DJM Records eventually released the song as a single in the UK in 1980, backed with "Mona Lisas and Mad Hatters", to support the compilation album The Very Best of Elton John. The single did not chart.

"Harmony" was popular on American FM playlists of the day, especially WBZ-FM in Boston, whose top 40 chart allowed for the inclusion of LP cuts and B-sides as voted for by listeners. "Harmony" spent three weeks at no. 1 on WBZ-FM's chart in June 1974 and ranked no. 6 for the year, with "Bennie and the Jets" at no. 1 and "Don't Let the Sun Go Down on Me" behind "Harmony" at no. 7.

==Reception==
Despite its belated and limited single release, "Harmony" has been a fan favourite. It made several radio stations' Top 40s, and ranked as the No. 1 song for three weeks by WBZ-FM in Boston. It was also rated the No. 6 song of 1974 by WBZ.

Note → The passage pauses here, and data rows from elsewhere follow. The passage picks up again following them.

PR #173, opened 2023-11-22
feat(rules): add support for outline color classes

BalbinaK:
Fixes [WARP-398](https://nmp-jira.atlassian.net/browse/WARP-398):

We should allow users to style the color of the outline in the same way as they can style border - using semantic color classes. We can for the time being reuse border color tokens, but since the focused outline color is currently assigned to a generic `--w-s-color-focused` token, we thought it’s better to have it as  `--w-s-color-border-focused` to make the border and outline color rules aligned. 

We're keeping the generic `--w-s-color-focused` token for backward compatibility, but we can indicate that it may be removed by setting the `--w-s-color-border-focused` on `focusable` with the previous CSS variable as fallback. I'm open to solving it in a different way. We haven't really spoken about the future of `--w-s-color-focused` 😄

### DIFF
--- a/src/_rules/semantic.js
+++ b/src/_rules/semantic.js
@@ -15,5 +15,6 @@ export const semanticRules = [
   [/^s-border-([lrtbxy])-(.+)$/, ([, direction, cssvar]) => directionMap[direction]?.map(
     (dir) => [`border${dir}-color`, h.semanticToken(`border-${cssvar}`)],
   )],
+  [/^s-outline$/, () => ({ 'outline-color': h.semanticToken('border') })],
   [/^s-outline-(.+)$/, ([, cssvar]) => ({ 'outline-color': h.semanticToken(`border-${cssvar}`) })],
 ];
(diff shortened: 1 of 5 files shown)


felicia-haggqvist (approved):

src/_rules/semantic.js
```diff
@@ -15,4 +15,5 @@ export const semanticRules = [
   [/^s-border-([lrtbxy])-(.+)$/, ([, direction, cssvar]) => directionMap[direction]?.map(
     (dir) => [`border${dir}-color`, h.semanticToken(`border-${cssvar}`)],
   )],
+  [/^s-outline-(.+)$/, ([, cssvar]) => ({ 'outline-color': h.semanticToken(`border-${cssvar}`) })],
```
magnuh, line 18: Do we also need this:
`[/^s-outline$/, () => ({ 'outline-color': h.semanticToken('border') })]`
to be able to set the color to `s-border`? 🤔

BalbinaK: Ah, you might be right! I'll just double-check with @Skadefryd.

Skadefryd: Yes I guess :) Im not 100% sure I understand the comment but I think we should follow the same patterns as much as possible (when it makes sense)   Outline and border should be mostly the same from the consumers standpoint.

Skadefryd (approved):

src/_rules/semantic.js
BalbinaK: Added support for `s-outline` in [e5c9331](https://github.com/warp-ds/drive/pull/173/commits/e5c9331e3347f5300d1dbcfa97a7dec7907c9cbc)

Cassata rates "Harmony" as one of "the best John-Taupin" compositions, describing it as "brief but ethereal." Rosenthal praises John's piano playing, Nigel Olsson's drumming and Del Newman's orchestral arrangement. Ultimate Classic Rock critic Matthew Wilkenning described "Harmony" as a "gorgeous ballad". Classic Album Sunday's founder Colleen Murphy regards "Harmony" as a personal favourite, describing it as "poignant".

John has often performed "Harmony" live in concert. In 2000, John released a live solo piano version on Elton John – Live At Madison Square Garden, a fan club only CD, which was recorded during one of his two performances at the venue on October 15 & 16, 1999.

==Cover versions==
Diana Ross released her version of "Harmony" on the 2012 expanded edition of her 1976 album Diana Ross. Jesse Malin covered the song on his 2008 album On Your Sleeve. Allmusic critic described this version as "a barfly with a smile's nocturnal take" on the song. The Zac Brown Band covered the song on the 40th-anniversary deluxe edition of Goodbye Yellow Brick Road.